308.第299章 有故事的懷仇人
曾經硝煙瀰漫的古城靜寂無聲,經過那些被槍炮摧毀的房屋,隨處可見斜靠地面的屋樑,破爛的門窗,和布滿灰塵暗黑色布條。
這些是戰爭留下的痕迹,以無聲的方式告知人們這裡曾經有過的輝煌,曾經被流淌熱血的人視為珍寶,然而隨著戰線向遠方推進,它們又一次被人遺忘。
洪水過後,帝國軍隊入主天門,出於某些想法,所做的第一件事就是將這座接近荒蕪的小城徹底清空。自那時起,小城再也聽不到人聲,然而與野外的安靜大為不同,這裡發生過太多故事,斷壁殘垣之間的記憶不甘於被時光埋沒,時常會有人聲鼎沸的幻覺。
那被看成孤魂野鬼殘留的標誌,走在其中,偶爾聽到野狗嘶鳴,不知是出於恐懼還是別的什麼,聲音似被凝固在某個範圍之內。
沒有人願意到這種地方來,連那些終日與死屍打交道的尋寶之人也盡量迴避,期間帝國軍隊搞過幾次搜索,但卻一直沒能找到要找的事物,帶隊軍官還因此挨了罵。
熊武功知道帝國軍隊在找什麼,不僅如此,他還知道他們為什麼沒能找到。
「用到他的時候到了。」
熊武功小心駕駛著卡車,一面在成堆的雜物之間穿行,一邊留意做過的標記,很快,他沿著走過的路到了一處還算完整的建筑前,停車后抬頭看看,默默地嘆了口氣。
龍門客棧,曾經那麼多年獨守清凈,在帝國的強勢壓力下也只能選擇搬家。小城最後的聚集之地,短短數月就被夜草佔領。

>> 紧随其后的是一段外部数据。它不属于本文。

PR #8530, opened 2022-03-02
Set the timeout for the server deployment to 10min

wulfthimm:
## Description

Installing Gitpod in a VM on Harvester lead to a timeout during the server deployment. Using twice the time should prevent the deployment from failing.

## Related Issue(s)

Fixes #

## How to test

Create a new VM using werft.

## Release Notes

```release-note
None
```


ArthurSens (changes requested):
The timeout we're experiencing is when checking the rollout of the `server` (the gitpod component), and not when starting the VM 😅 

This happens during the werft phase "monitor server deployment". Could you change this PR to extend the timeout of [this line](https://github.com/gitpod-io/gitpod/blob/9880270118879cc8e0aa74bd8c889b3661bd38e9/.werft/jobs/build/deploy-to-preview-environment.ts#L459)?

ArthurSens (approved):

感慨過後,熊武功熄火、下車,打開車廂拿出一條藏屍袋,回頭走向客棧大門。
一股微風吹過,送來些許異樣氣息。
推門的手在空中停頓剎那,熊武功目光微閃,左手繼續推開大門,身體卻突然前沖,閃電般撞進裡面。與此同時,他右手拿著的藏屍袋飛起、展開如一片黑雲,壓蓋住那一抹明亮顏色。
「咦?」
「好身手!」
「好大塊頭.……」
幾聲驚呼交錯,兩條身影縱橫,伴隨著「蓬蓬蓬」的連續撞擊,生死線上幾度來回。
嗬!
呼喝伴隨又一次重擊,兩條龐大的人影分開,熊武功踉蹌著退到牆邊,心沉了下去。
帝國軍隊懸賞尋寶,一方面有效利用了人力,但也因此滋生許多不法事。一些人開動腦筋,覺得與其辛辛苦苦搜索,不如從別的尋寶人手裡搶奪。這些人當中既有普通百姓,也有做過星盜、傭兵、甚至有人當過兵。他們重點關注的對象,恰恰就是熊武功這類成績出色的尋寶人。

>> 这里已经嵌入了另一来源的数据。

PR #8538, opened 2022-03-02
Add Replicated/KOTS dependencies to image

MrSimonEmms:
## Description

Add Replicated and KOTS dependencies to the main image. This allows us to do the development required in `/install/kots`

- [Replicated docs](https://kots.io/vendor/cli/getting-started/#installing-the-vendor-cli)
- [KOTS docs](https://kots.io/kots-cli/getting-started/#how-to-install)

## Release Notes

```release-note
NONE
```

### DIFF
--- a/dev/image/Dockerfile
+++ b/dev/image/Dockerfile
@@ -231,5 +231,9 @@ RUN curl -LO https://github.com/brancz/gojsontoyaml/releases/download/v${GOJSONT
     tar -xzvf gojsontoyaml_${GOJSONTOYAML_VERSION}_linux_amd64.tar.gz && \
     sudo mv gojsontoyaml /usr/local/bin/gojsontoyaml
 
+# Install Replicated and KOTS
+RUN curl https://raw.githubusercontent.com/replicatedhq/replicated/v0.38.0/install.sh | sudo bash && \
+    curl https://kots.io/install/1.65.0 | bash
+
 # Copy our own tools
 COPY dev-kubecdl--app/kubecdl dev-gpctl--app/gpctl /usr/bin/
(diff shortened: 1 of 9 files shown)


dev/image/Dockerfile
```diff
@@ -231,5 +231,9 @@ RUN curl -LO https://github.com/brancz/gojsontoyaml/releases/download/v${GOJSONT
     tar -xzvf gojsontoyaml_${GOJSONTOYAML_VERSION}_linux_amd64.tar.gz && \
     sudo mv gojsontoyaml /usr/local/bin/gojsontoyaml
 
+# Install Replicated and KOTS
+RUN brew install replicatedhq/replicated/cli kubectl helm && \
+    curl https://kots.io/install | bash
```
corneliusludmann, line 236: My 2 cents on this:
- `kubectl` is already part of the image, we don't need to install it here again.
- I would prefer to avoid using `brew` and use the [Linux install step](https://github.com/replicatedhq/replicated#linux-install) instead:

熊武功對此早有所料,並且有所防範。進門時他看出有人埋伏,但是判斷出錯,而且是大錯。
剛剛交手的絕不是那些覬覦別人勞動成果的尋寶者,確切地說法,他是一個常年在生死線遊戲的殺人高手。
這樣的對手一個都很難對付,何況有好幾個。更讓熊武功感到懊悔的是,他從那幾聲驚呼聲聽出意外,但沒有感覺到驚慌,更沒有警惕、害怕的意思。
換句話說,對方雖對他的到來、身手感到意外,卻有十足的把握拿下。
轉念的功夫,熊武功打眼看清周圍情況,動手的大漢體如巨熊,比熊武功更高、也更壯,同時正門內走出來七八個人,其中一個明顯是巨熊的孿生兄弟,其餘也都神情彪悍,桀驁不馴。
還猶豫什麼!
轉念間,熊武功強壓下內心的震驚與傷痛,倒退途中加速、轉身,躍起,一隻手塔上牆頭,同時用雙腳借力,試圖翻牆而過。
他的反應不可謂不快,動作不可謂不靈敏,因此引來那些人又一次驚呼,和交手巨熊的怒吼。
「膽小鬼,別跑!」
「等等。」
巨熊咆哮,因為戰鬥沒有結果。當他邁開大步追擊時,另一個平淡的聲音傳入熊武功的耳鼓。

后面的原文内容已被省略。